Enabling Technology: A key technical innovation with broad applicability to a variety of industries; its greatest virtue is the lower cost structure that industries enjoy by its implementation.
Juglar Cycle: Seven to eleven year cycle of macroeconomic expansion-contraction tied to undercapacity and overcapacity in meeting market demand that directly affects levels of investment in new consumer- and durable goods- production equipment and workforce
Kitchin Cycle: Three to five year macroeconomic cycle keyed to the rise and fall in consumer-goods manufacturers' inventory-levels.
Kondratieff Cycle: A forty-five to sixty year period of economic growth and decline triggered by the dissemination of a cluster of new enabling-technologies.
Kuznets Cycle: Fifteen to twenty five years boom and bust macroeconomic economic cycle related to fluctuating demand for capital equipment used in heavy manufacturing and construction.

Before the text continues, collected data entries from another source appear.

PR #3955, opened 2025-01-13
[ONNX] improve regex matching in onnx-importer name sanitization

zjgarvey:
Instead of adding unsupported characters on a case-by-case basis, we should replace anything that isn't alphanumeric, `_`, or `.`.


jinchen62 (approved):
LGTM, thanks!

PR #3967, opened 2025-01-17
Migrate ci.yml to AKS cpubuilder cluster.

saienduri:
This commit contains the ccache and python changes neccessary to migrate the ci.yml workflow to an azure kubernetes cpubuilder cluster.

Socio-Institutional Framework: The broader social, political and cultural context in which economic activity takes place.
Sustainable Development: The idea that economic growth should not lessen the overall capital endowment — physical, structural, technological, social, human, etc. — bequeathed from one generation to another.
Techno-Economic Subsystem; The productive capacity, investment and financial return along with the consumer, labor and capital good markets created by the introduction of a new enabling-technologies across different industries.